▸ ASSIGNMENT:
Copy every line from the records below that carries the word "when".

(Stored data entries)
'''

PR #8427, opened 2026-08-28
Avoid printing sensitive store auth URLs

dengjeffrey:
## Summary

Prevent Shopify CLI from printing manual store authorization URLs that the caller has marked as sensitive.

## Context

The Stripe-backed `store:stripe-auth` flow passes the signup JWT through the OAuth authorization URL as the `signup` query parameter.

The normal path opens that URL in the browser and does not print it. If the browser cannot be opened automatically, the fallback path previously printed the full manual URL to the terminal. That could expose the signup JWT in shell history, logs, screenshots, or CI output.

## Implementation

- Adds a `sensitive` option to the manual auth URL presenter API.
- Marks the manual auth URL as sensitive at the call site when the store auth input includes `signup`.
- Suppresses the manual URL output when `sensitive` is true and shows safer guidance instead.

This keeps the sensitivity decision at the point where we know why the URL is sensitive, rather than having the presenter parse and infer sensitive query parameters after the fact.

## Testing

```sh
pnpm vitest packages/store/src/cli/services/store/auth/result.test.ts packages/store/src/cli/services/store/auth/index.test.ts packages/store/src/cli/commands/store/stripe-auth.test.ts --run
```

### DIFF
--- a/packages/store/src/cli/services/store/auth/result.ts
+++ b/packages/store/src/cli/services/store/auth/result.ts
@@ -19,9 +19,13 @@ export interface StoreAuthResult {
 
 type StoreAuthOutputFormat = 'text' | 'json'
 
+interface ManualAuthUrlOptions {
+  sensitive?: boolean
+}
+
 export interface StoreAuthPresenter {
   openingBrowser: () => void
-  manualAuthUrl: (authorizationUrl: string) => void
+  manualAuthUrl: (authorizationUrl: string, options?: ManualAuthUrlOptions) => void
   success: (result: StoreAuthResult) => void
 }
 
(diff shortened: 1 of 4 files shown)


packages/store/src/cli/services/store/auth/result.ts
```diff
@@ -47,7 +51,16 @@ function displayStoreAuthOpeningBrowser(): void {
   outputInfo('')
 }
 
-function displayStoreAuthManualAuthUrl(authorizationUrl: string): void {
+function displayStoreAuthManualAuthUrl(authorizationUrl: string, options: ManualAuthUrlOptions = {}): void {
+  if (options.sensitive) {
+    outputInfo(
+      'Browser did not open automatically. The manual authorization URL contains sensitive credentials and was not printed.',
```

'''
'''

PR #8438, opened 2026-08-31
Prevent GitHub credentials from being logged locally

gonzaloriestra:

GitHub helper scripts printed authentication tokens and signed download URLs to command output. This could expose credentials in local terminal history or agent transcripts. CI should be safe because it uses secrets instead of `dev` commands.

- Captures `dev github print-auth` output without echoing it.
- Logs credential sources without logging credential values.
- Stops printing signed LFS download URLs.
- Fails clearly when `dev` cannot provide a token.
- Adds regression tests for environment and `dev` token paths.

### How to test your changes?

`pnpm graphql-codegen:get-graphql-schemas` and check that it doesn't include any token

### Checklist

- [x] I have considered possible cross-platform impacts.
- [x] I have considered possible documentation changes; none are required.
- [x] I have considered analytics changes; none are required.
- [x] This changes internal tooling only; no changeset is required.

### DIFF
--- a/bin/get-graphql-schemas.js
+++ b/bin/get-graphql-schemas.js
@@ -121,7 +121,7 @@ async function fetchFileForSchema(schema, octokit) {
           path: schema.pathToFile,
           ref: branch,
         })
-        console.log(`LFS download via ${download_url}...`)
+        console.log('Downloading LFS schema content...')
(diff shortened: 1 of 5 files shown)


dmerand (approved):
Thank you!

'''

▸ COMPLETED TASK:
- Marks the manual auth URL as sensitive at the call site when the store auth input includes `signup`.
- Suppresses the manual URL output when `sensitive` is true and shows safer guidance instead.
- Fails clearly when `dev` cannot provide a token.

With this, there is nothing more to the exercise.